:: Extracted entries ::

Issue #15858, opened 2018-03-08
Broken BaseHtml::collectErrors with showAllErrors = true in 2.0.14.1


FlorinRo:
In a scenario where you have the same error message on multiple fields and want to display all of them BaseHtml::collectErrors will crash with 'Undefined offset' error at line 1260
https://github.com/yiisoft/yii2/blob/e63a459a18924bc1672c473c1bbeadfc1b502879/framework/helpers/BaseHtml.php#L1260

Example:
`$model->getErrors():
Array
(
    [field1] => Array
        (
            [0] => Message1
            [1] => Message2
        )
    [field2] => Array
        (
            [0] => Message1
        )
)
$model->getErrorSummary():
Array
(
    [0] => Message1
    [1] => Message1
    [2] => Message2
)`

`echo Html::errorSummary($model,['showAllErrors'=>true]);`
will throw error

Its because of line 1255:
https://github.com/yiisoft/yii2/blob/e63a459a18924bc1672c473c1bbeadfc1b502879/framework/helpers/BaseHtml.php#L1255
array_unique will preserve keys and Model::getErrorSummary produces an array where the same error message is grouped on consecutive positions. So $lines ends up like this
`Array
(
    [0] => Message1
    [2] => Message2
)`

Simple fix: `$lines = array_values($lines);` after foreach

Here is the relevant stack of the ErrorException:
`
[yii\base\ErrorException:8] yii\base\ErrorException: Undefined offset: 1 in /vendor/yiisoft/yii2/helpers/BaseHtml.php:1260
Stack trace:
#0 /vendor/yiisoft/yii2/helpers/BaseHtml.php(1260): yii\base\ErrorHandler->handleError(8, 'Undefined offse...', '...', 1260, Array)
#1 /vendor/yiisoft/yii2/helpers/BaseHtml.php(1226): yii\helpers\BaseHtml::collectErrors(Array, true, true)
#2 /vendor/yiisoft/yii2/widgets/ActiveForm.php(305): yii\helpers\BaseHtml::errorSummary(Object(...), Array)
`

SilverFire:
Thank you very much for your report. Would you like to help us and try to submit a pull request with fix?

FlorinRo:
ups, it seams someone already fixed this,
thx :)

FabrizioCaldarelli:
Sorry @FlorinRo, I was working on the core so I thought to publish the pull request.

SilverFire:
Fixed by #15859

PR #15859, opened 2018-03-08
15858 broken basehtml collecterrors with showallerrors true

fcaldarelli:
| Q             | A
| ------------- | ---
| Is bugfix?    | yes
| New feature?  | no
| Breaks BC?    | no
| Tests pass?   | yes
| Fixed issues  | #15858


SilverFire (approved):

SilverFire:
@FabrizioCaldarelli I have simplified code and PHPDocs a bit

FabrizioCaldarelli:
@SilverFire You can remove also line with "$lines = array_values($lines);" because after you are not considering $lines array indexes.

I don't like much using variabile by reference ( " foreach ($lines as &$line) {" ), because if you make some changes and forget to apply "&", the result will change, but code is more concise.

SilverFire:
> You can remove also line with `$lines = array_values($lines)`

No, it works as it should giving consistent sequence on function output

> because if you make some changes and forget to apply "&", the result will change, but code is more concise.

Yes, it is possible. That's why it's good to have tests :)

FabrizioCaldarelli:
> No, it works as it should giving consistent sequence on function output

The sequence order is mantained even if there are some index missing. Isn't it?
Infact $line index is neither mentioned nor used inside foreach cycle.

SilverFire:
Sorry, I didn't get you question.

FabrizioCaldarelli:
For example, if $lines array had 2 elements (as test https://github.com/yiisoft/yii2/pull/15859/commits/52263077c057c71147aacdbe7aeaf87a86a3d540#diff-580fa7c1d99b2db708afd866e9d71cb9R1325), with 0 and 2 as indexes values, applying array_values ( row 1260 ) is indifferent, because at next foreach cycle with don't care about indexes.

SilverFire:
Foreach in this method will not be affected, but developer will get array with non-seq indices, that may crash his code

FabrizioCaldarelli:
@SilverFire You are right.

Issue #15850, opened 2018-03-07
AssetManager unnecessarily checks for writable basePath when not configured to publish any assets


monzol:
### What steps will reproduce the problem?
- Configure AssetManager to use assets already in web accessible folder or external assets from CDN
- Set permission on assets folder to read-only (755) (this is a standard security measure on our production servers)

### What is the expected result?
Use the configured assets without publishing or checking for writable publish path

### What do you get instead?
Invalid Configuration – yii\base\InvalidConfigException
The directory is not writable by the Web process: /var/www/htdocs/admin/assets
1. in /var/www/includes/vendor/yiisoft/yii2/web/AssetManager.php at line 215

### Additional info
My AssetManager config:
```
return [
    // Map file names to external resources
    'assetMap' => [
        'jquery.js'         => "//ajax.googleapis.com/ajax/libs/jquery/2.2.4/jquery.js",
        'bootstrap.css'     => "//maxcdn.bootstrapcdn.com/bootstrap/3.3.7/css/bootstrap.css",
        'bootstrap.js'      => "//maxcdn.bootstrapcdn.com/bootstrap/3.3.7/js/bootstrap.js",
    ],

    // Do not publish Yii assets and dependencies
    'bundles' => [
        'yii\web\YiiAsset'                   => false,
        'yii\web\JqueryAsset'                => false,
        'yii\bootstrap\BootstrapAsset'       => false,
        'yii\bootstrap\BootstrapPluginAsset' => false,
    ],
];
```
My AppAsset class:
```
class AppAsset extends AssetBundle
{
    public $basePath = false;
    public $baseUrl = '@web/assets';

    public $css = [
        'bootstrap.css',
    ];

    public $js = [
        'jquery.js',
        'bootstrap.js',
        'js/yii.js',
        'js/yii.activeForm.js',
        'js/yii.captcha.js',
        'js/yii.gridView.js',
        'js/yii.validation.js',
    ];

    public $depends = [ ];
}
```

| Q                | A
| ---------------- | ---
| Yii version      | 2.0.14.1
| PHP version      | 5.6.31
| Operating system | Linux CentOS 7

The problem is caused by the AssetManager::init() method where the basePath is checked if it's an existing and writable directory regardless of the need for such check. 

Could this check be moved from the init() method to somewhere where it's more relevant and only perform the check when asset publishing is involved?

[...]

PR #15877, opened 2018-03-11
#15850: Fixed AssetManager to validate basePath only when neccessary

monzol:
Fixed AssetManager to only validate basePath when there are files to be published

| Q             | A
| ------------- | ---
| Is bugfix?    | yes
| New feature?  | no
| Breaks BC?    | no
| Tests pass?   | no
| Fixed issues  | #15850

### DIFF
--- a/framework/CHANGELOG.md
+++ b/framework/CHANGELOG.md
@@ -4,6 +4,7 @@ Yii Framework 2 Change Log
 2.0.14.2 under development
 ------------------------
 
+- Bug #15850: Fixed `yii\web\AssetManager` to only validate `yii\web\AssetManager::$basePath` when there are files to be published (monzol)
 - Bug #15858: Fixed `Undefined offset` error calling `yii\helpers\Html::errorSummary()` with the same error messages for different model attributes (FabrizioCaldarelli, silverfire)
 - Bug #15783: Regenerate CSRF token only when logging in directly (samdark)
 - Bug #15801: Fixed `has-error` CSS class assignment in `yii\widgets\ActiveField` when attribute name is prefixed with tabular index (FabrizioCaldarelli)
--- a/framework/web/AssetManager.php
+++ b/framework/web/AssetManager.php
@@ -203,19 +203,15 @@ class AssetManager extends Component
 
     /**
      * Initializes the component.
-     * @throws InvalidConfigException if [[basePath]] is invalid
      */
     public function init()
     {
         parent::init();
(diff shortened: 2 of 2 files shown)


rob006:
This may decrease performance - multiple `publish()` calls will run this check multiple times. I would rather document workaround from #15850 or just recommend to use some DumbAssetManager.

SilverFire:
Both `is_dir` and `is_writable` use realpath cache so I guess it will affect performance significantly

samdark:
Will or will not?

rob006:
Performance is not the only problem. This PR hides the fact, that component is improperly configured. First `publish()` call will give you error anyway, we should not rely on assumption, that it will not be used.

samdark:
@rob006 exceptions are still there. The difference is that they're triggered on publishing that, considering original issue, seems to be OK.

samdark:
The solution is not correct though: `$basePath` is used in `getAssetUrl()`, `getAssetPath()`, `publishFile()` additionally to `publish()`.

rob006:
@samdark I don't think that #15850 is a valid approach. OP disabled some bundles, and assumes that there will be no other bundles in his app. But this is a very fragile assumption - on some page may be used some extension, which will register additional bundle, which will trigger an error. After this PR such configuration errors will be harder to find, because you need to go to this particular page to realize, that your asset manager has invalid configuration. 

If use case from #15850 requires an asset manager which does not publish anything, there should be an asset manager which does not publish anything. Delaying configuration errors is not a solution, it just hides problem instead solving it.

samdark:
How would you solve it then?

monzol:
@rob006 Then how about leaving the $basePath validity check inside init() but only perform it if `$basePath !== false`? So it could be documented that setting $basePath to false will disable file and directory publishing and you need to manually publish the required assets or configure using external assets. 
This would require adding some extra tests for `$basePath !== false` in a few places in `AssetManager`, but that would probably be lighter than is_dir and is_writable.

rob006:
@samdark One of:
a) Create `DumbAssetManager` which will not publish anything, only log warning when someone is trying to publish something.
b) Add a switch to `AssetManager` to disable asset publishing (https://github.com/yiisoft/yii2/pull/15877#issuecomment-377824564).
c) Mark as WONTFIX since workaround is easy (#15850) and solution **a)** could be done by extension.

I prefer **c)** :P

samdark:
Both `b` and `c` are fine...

:::

● Description of the task: The number of lines in the records that include "https" is what is needed, with no other words.

● Output of the task: 4